Environmental (In)justice in the rural South

The history of the environmental justice movement began in the rural South with the 1982 Warren County polychlorinated biphenyl (PCB) Landfill Protests.17,18,19,20,21,22 The mass arrest of over 500 demonstrators did not prevent the construction of the hazardous waste landfill in Afton, North Carolina, but it brought Warren County to the center of public attention and spurred national study and recognition of environmental racism.18 The discriminatory siting of hazardous waste facilities is further demonstrated by the alternate site proposed to receive the PCB-contaminated soil: Emelle, AL.23,24 Almost 700 miles away from Warren County, Emelle is in Alabama’s Black Belt in Sumter County. Like Warren County, Sumter County is one of the poorest counties in the state and has a majority African American population. The Chemical Waste Management landfill in Emelle is the largest hazardous waste landfill in the country, known as the “Cadillac of Dumps.”18,25 From 1985 to 1989, 90% of accepted wastes were generated out-of-state.26,27

The decision to dispose of toxic wastes in low-wealth communities of color also speaks to the exploitation of the rural South. Through internal colonialism, large corporations may treat disenfranchised and marginalized communities as “internal colonies” for the placement of environmental hazards and unwanted land uses.28,29,30 This pattern is further evident when considering the combined number of active municipal solid waste, industrial, and construction/demolition landfills; Alabama has more than 3.4 landfills per 100,000 residents31,32 although New York, which is more affluent and has a lower proportion of African Americans, has fewer than 0.3 landfills per 100,000 residents.33,34 This environmental slavery is reinforced by uneven development, poor environmental regulation, unequal enforcement, and procedural inequities.1,4

A review of water quality issues in the deep South and throughout Alabama

The Deep South has been plagued by poor water quality infrastructure for decades.
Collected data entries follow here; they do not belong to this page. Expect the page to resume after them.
PR #1591, opened 2026-06-07
feat(STONEINTG-1659): define NudgeConfig CRD with stateless CEL valid…

kasemAlem:
…ation

- Add NudgeConfig CRD types in api/v1beta2 (NudgeConfig, NudgeRelationship, NudgeConfigSpec, NudgeConfigStatus) with NudgeModeType enum (immediate/validated)
- Enforce singleton naming via CEL rule (must be named "nudge-config")
- Reject self-nudges (from == to) and duplicate (from, to) pairs via CEL
- Cap nudges at maxItems=256 and component names at maxLength=63 to stay within the API server's CEL cost budget for the O(n²) duplicate rule
- Default mode to "immediate" via kubebuilder schema defaulting
- Bump ENVTEST_K8S_VERSION 1.23 → 1.29 (CEL validation GA)
- Generate CRD YAML, deepcopy, RBAC roles, and sample manifests
- Add pure Go struct tests (7 cases) and envtest CEL validation tests (8 cases)

Assicted_By: Claude, Opus 4.6


api/v1beta2/integrationtestscenario_suite_test.go
```diff
@@ -18,16 +18,9 @@ package v1beta2
 
 import (
 	"context"
```
14rcole, line 20: Why were large parts of this file deleted?

kasemAlem: nice catch, 
by mistake , file reverted

kasemAlem: @14rcole 
 The webhook server setup in this suite was unused — no test in api/v1beta2/ registers webhook handlers. After reverting the deletion, CI confirmed it's actually broken: the suite installs webhook configs 
 from config/webhook/ but has no matching handlers, so the health check times out with "connection refused" and all tests are skipped. The file itself is still needed as the Ginkgo suite bootstrap (envtest, 
k8sClient, ctx) for the NudgeConfig CEL validation tests. The ENVTEST_K8S_VERSION bump to 1.29 is also required here — CEL validation is GA starting in K8s 1.29, and the NudgeConfig CRD relies entirely on 
CEL rules (no webhook). The old 1.23 envtest would silently ignore them.

cc @dirgim

dirgim: While I agree that the webhook server setup is unneeded, but since it's technically out of the scope of this change, @kasemAlem could you put it in a separate commit and add a quick explanation in the commit message?

dirgim (approved):
LGTM aside the nit about having the webhook setup in the test suite change as a separate commit.

api/v1beta2/integrationtestscenario_suite_test.go
```diff
@@ -72,23 +61,16 @@ var _ = BeforeSuite(func() {
 			),
```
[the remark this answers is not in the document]
kasemAlem: done,

api/v1beta2/nudgeconfig_validation_test.go
```diff
@@ -0,0 +1,199 @@
...
+				},
+			},
+		}
+		Expect(k8sClient.Create(ctx, nc)).To(Succeed())
+
+		created := &NudgeConfig{}
+		Expect(k8sClient.Get(ctx, types.NamespacedName{Name: NudgeConfigSingletonName, Namespace: "default"}, created)).To(Succeed())
+		Expect(created.Spec.Nudges[0].Mode).To(Equal(NudgeModeImmediate))
+	})
+
```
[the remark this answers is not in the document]
kasemAlem: nice catch 
added

Josh-Everett (approved):

api/v1beta2/nudgeconfig_types.go
```diff
@@ -0,0 +1,116 @@
...
+const NudgeConfigSingletonName = "nudge-config"
+
+// NudgeRelationship defines a single nudge from one component to another.
+type NudgeRelationship struct {
+	// From is the source component name that triggers the nudge when its build succeeds.
+	// +kubebuilder:validation:MinLength=1
+	// +kubebuilder:validation:MaxLength=63
+	// +kubebuilder:validation:Pattern=`^[a-z0-9]([-a-z0-9]*[a-z0-9])?$`
+	// +required
+	From string `json:"from"`
```
14rcole, line 45: Shouldn't we be nudging between ComponentVersions?

If so, we may also want to support a wildcard for the version

docs/STONEINTG-1659-plan.md
```diff
@@ -0,0 +1,339 @@
+# STONEINTG-1659: Define NudgeConfig CRD schema with stateless CEL validation rules
```
14rcole, line 1: Is this document supposed to be included? It looks like an artifact from an Agent that assisted in generating the code

api/v1beta2/nudgeconfig_types.go
kasemAlem: Good point,  
Yet, per [ADR-0067](https://github.com/konflux-ci/architecture/blob/main/ADR/0067-nudging-relationship-singleton-crd.md), nudges are defined as component-to-component edges — from and to reference Component names, not `ComponentVersions`. If we want version-scoped nudging, that would need an ADR update, mean we go back and raise it in discussion with the design stakeholders.

docs/STONEINTG-1659-plan.md
kasemAlem: yes, 
my bad will be removed in the [follow up pr ](https://github.com/konflux-ci/integration-service/pull/1596)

For example, West End Revitalization Association communities, referring to unincorporated post-slavery neighborhoods established during Reconstruction, were threatened by a four-lane highway running from Mebane, North Carolina to Danville, Virginia. This exacerbated existing water infrastructure concerns, affecting affordable housing and housing quality.35 In the historically African American Rogers-Eubanks community in North Carolina, which predates a local landfill, poor sewer infrastructure and water quality were identified by residents.36 In a decision to approve the landfill, Orange County commissioners cited the area’s sparse population (85 households) and considered it “less objectionable” than the previously proposed site.42 This highlights the “path of least resistance” approach that polluting facilities utilize to target low-income communities of color.37 Such entities have been abusing the Deep South as “sacrifice zones” and devaluing low-income communities of color, thereby perpetrating environmental racism.
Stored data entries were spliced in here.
PR #1594, opened 2026-06-14
feat(STONEINTG-1660): add ValidatingWebhook for NudgeConfig cycle detection

kasemAlem:
What
  
  Adds a ValidatingWebhook (failurePolicy: Fail) that rejects NudgeConfig CREATE/UPDATE operations when spec.nudges contains a cycle.

  Why

  CEL validation (from STONEINTG-1659) handles self-nudges and duplicate pairs, but cannot perform transitive graph traversal due to API server cost budget limits. A webhook is needed to catch cycles like
  A→B→C→A at admission time.

  How

  - Cycle detection (pkg/dag/verify.go): DFS with three-color marking on the nudge edge list. Reports the full cycle path in the error message (e.g. "cycle detected: a -> b -> c -> a"). Existing
  ValidateTestGraph/checkGraphForCycles are untouched.
  - Webhook (internal/webhook/v1beta2/nudgeconfig_webhook.go): Validates on CREATE and UPDATE (skips if nudges unchanged). Follows the same pattern as the ComponentGroup webhook.
  - Registration: Added to cmd/main.go and webhook test suite.

  Tests

  - 12 DAG unit tests: linear chain, diamond DAG, direct cycle, transitive cycle, self-loop, empty, disconnected graph
  - 12 webhook tests: valid/invalid creates, updates introducing cycles, unchanged updates, delete no-op, wrong type assertions

NOTE:  This PR can be merged only after [PR#1591](https://github.com/konflux-ci/integration-service/pull/1591)

### DIFF
--- a/internal/webhook/v1beta2/nudgeconfig_webhook.go
+++ b/internal/webhook/v1beta2/nudgeconfig_webhook.go
@@ -1,0 +1,96 @@
+/*
+Copyright 2026 Red Hat Inc.
+
+Licensed under the Apache License, Version 2.0 (the "License");
+you may not use this file except in compliance with the License.
+You may obtain a copy of the License at
+
+    http://www.apache.org/licenses/LICENSE-2.0
+
+Unless required by applicable law or agreed to in writing, software
+distributed under the License is distributed on an "AS IS" BASIS,
+WITHOUT WARRANTIES OR CONDITIONS OF ANY KIND, either express or implied.
+See the License for the specific language governing permissions and
+limitations under the License.
+*/
+
+package v1beta2
+
+import (
+	"context"
+	"fmt"
+	"reflect"
+
+	"github.com/konflux-ci/integration-service/api/v1beta2"
+	"github.com/konflux-ci/integration-service/pkg/dag"
+	"k8s.io/apimachinery/pkg/runtime"
+	ctrl "sigs.k8s.io/controller-runtime"
+	"sigs.k8s.io/controller-runtime/pkg/client"
+	logf "sigs.k8s.io/controller-runtime/pkg/log"
+	"sigs.k8s.io/controller-runtime/pkg/webhook"
+	"sigs.k8s.io/controller-runtime/pkg/webhook/admission"
+)
+
+// nolint:unused
+var nudgeconfiglog = logf.Log.WithName("nudgeconfig-webhook")
+
+func SetupNudgeConfigWebhookWithManager(mgr ctrl.Manager) error {
+	return ctrl.NewWebhookManagedBy(mgr).
+		For(&v1beta2.NudgeConfig{}).
+		WithValidator(&NudgeConfigCustomValidator{Client: mgr.GetClient()}).
+		Complete()
+}
+
+// NudgeConfigCustomValidator is a webhook handler and does not need deepcopy methods. (validator = validating webhook)
+// +k8s:deepcopy-gen=false
+type NudgeConfigCustomValidator struct {
+	Client client.Client
+}
+
+// +kubebuilder:webhook:path=/validate-appstudio-redhat-com-v1beta2-nudgeconfig,mutating=false,failurePolicy=fail,sideEffects=None,groups=appstudio.redhat.com,resources=nudgeconfigs,verbs=create;update,versions=v1beta2,name=vnudgeconfig.kb.io,admissionReviewVersions=v1
+
+var _ webhook.CustomValidator = &NudgeConfigCustomValidator{}
+
+func (v *NudgeConfigCustomValidator) ValidateCreate(ctx context.Context, obj runtime.Object) (admission.Warnings, error) {
+	nudgeConfig, ok := obj.(*v1beta2.NudgeConfig)
+	if !ok {
+		return nil, fmt.Errorf("expected a NudgeConfig object but got %T", obj)
+	}
+
+	nudgeconfiglog.Info("Validating NudgeConfig upon creation", "name", nudgeConfig.Name)
+
+	if len(nudgeConfig.Spec.Nudges) > 0 {
+		if err := dag.ValidateNudgeGraph(nudgeConfig.Spec.Nudges); err != nil {
+			return nil, fmt.Errorf("error validating nudge graph: %v", err)
+		}
+	}
+
+	return nil, nil
+}
+
+func (v *NudgeConfigCustomValidator) ValidateUpdate(ctx context.Context, oldObj, newObj runtime.Object) (admission.Warnings, error) {
+	oldNudgeConfig, ok := oldObj.(*v1beta2.NudgeConfig)
+	if !ok {
+		return nil, fmt.Errorf("expected a NudgeConfig for oldObj but got %T", oldObj)
+	}
+	newNudgeConfig, ok := newObj.(*v1beta2.NudgeConfig)
+	if !ok {
+		return nil, fmt.Errorf("expected a NudgeConfig for newObj but got %T", newObj)
+	}
+
+	nudgeconfiglog.Info("Validating NudgeConfig upon update", "name", newNudgeConfig.Name)
+
+	if !reflect.DeepEqual(oldNudgeConfig.Spec.Nudges, newNudgeConfig.Spec.Nudges) {
+		if len(newNudgeConfig.Spec.Nudges) > 0 {
+			if err := dag.ValidateNudgeGraph(newNudgeConfig.Spec.Nudges); err != nil {
+				return nil, fmt.Errorf("error validating nudge graph: %v", err)
+			}
+		}
+	}
+
+	return nil, nil
+}
+
+func (v *NudgeConfigCustomValidator) ValidateDelete(ctx context.Context, obj runtime.Object) (admission.Warnings, error) {
+	return nil, nil
+}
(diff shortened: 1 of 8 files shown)


kasemAlem:
/retest

This is a flaky infrastructure failure, not a code bug. The GitHub API returned a transient 502 at the exact moment PaC needed to verify ACL for the newly created PR.

kasemAlem:
/retest

failed to provision kind cluster

pkg/dag/verify.go
```diff
@@ -125,3 +128,90 @@ func checkGraphForCycles(testGraph map[string][]v1beta2.TestGraphNode) error {
...
+}
+
+const (
+	colorWhite = 0 // unvisited
+	colorGray  = 1 // in current DFS path
+	colorBlack = 2 // fully processed
+)
+
+// findCycleInAdjacencyList performs DFS to detect cycles and returns the cycle path.
+func findCycleInAdjacencyList(adj map[string][]string) ([]string, bool) {
```
14rcole, line 131: Would it be possible to modify and reuse the existing validation code? I think the types being compared are different so we may need to cast to a common struct, but it'll make the package far easier to maintain.

Note: the existing code uses BFS for cycle detection. I don't think it matters though

dirgim (approved):
LGTM

pkg/dag/verify.go
kasemAlem: Good call. 
 Unified both into a shared `checkGraphForCycles(adj map[string][]string) `that uses the DFS implementation. Both `ValidateTestGraph` and `ValidateNudgeGraph` now convert their typed inputs to `map[string][]string` and call it — one cycle detection algorithm for the package. The old Kahn's BFS is removed.

  As you noted, BFS vs DFS doesn't matter for correctness. DFS has the advantage of returning the actual cycle path in the error message instead of just "remaining indegrees", so I kept that one.

internal/webhook/v1beta2/nudgeconfig_webhook.go
```diff
@@ -0,0 +1,96 @@
...
+import (
+	"context"
+	"fmt"
+	"reflect"
+
+	"github.com/konflux-ci/integration-service/api/v1beta2"
+	"github.com/konflux-ci/integration-service/pkg/dag"
+	"k8s.io/apimachinery/pkg/runtime"
+	ctrl "sigs.k8s.io/controller-runtime"
+	"sigs.k8s.io/controller-runtime/pkg/client"
```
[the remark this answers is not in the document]
kasemAlem: Keeping the `Client` field for consistency with `ComponentGroupCustomValidator`, which follows the same pattern. Both validators receive the client from `mgr.GetClient()` at setup time — it's available if future validation logic needs to query the cluster (e.g., cross-resource cycle detection). Removing it from one but not the other would be inconsistent.

internal/webhook/v1beta2/nudgeconfig_webhook.go
```diff
@@ -0,0 +1,96 @@
+/*
+Copyright 2026 Red Hat Inc.
```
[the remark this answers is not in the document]
kasemAlem: 2026 is the correct copyright year for a newly created file. The older webhook files use 2023 because they were created in 2023. Backdating the copyright to match them would be incorrect.

internal/webhook/v1beta2/nudgeconfig_webhook.go
```diff
@@ -0,0 +1,96 @@
...
+	Client client.Client
+}
+
+// +kubebuilder:webhook:path=/validate-appstudio-redhat-com-v1beta2-nudgeconfig,mutating=false,failurePolicy=fail,sideEffects=None,groups=appstudio.redhat.com,resources=nudgeconfigs,verbs=create;update,versions=v1beta2,name=vnudgeconfig.kb.io,admissionReviewVersions=v1
+
+var _ webhook.CustomValidator = &NudgeConfigCustomValidator{}
+
+func (v *NudgeConfigCustomValidator) ValidateCreate(ctx context.Context, obj runtime.Object) (admission.Warnings, error) {
+	nudgeConfig, ok := obj.(*v1beta2.NudgeConfig)
+	if !ok || nudgeConfig == nil {
```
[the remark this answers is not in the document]
kasemAlem: Fixed — removed the `"non-nil"` qualifier to match the existing webhook error message pattern (`"expected a NudgeConfig object but got %T"`).

internal/webhook/v1beta2/nudgeconfig_webhook.go
```diff
@@ -0,0 +1,96 @@
...
+type NudgeConfigCustomValidator struct {
+	Client client.Client
+}
+
+// +kubebuilder:webhook:path=/validate-appstudio-redhat-com-v1beta2-nudgeconfig,mutating=false,failurePolicy=fail,sideEffects=None,groups=appstudio.redhat.com,resources=nudgeconfigs,verbs=create;update,versions=v1beta2,name=vnudgeconfig.kb.io,admissionReviewVersions=v1
+
+var _ webhook.CustomValidator = &NudgeConfigCustomValidator{}
+
+func (v *NudgeConfigCustomValidator) ValidateCreate(ctx context.Context, obj runtime.Object) (admission.Warnings, error) {
+	nudgeConfig, ok := obj.(*v1beta2.NudgeConfig)
```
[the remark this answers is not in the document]
kasemAlem: Fixed — removed the extra `|| nudgeConfig == nil` check to match the existing webhook validators which only check `!ok`.

Josh-Everett (approved):

internal/webhook/v1beta2/nudgeconfig_webhook.go
```diff
@@ -0,0 +1,96 @@
...
+			if err := dag.ValidateNudgeGraph(newNudgeConfig.Spec.Nudges); err != nil {
+				return nil, fmt.Errorf("error validating nudge graph: %v", err)
+			}
+		}
+	}
+
+	return nil, nil
+}
+
+func (v *NudgeConfigCustomValidator) ValidateDelete(ctx context.Context, obj runtime.Object) (admission.Warnings, error) {
```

Alabama itself has a history of sewage problems, and many of its residents lack basic sewage infrastructure. Notably, roughly 25% of the more than 800,000 private septic systems in the state are failing.38 Many Alabamians have even resorted to make-shift plumbing solutions, such as polyvinyl chloride pipes.39 In November 2021, the United States Department of Justice launched an investigation into the Lowndes County Health Department on the issue of providing differential wastewater disposal to predominantly Black communities, compared to White communities.39 The City of Uniontown does not have a mechanical sewage treatment plant; sewage is collected and pumped into a lagoon, and remains are pumped to a sprayfield. However, this system is not fully used for residential sewage because Uniontown’s industrial operations exhaust most of the lagoon’s capacity, and waste from animal processing facilities requires the lagoon waste to sit for extended periods of time.40 Uniontown continues to depend on Sentell Engineering, Inc., an engineering firm that has previously provided poor guidance and further diminishes the capacity of the city to build resilience against a dysfunctional water system.40

A review of air quality issues in the deep South and throughout Alabama

States that make up the Deep South and Black Belt Region of the United States perform poorly regarding air quality, particularly Alabama. An 11-year study of air quality (1999–2009) in Birmingham found that interpolated mean particulate matter (PM_2.5) levels ranged from 14.1 to 15.7 μg/m3, which exceeded both the Environmental Protection Agency (EPA) and World Health Organization (WHO) annual standards.41 Furthermore, a study of PM_2.5 levels in Birmingham before, during, and after COVID-19 lockdowns found that post-lockdown PM_2.5 was 8.6 μg/m3, which exceeds the WHO annual standard and is greater than levels preceding lockdown.42 A case study of North Birmingham found elevated chronic human health risks for its residents, attributable to heavy industrial pollution, a Superfund Site, and the top four Toxic Release Inventory (TRI) facilities.43 In Anniston, Alabama, the Monsanto Company produced PCBs for 40 years, and the city is still plagued by a mixture of asbestos, arsenic, lead, and other compounds at significantly higher rates than the U.S. average, thereby presenting a case of environmental injustice.44 These studies highlight the air quality disparities and inaction that plague the state and emphasize the need for hyperlocal air quality monitoring to identify communities that have been neglected by government efforts.

Purpose

The purpose of this study was to develop a targeted network of PurpleAir (PA) monitors to identify a potential link between the presence of polluters and the ailments experienced by Uniontown residents, and supplement government air quality surveillance. Data collected through this study provided baseline information on human exposure to PM_2.5 to inform risk reduction and avoidance behaviors, public health policy, and regulation at the town and county levels.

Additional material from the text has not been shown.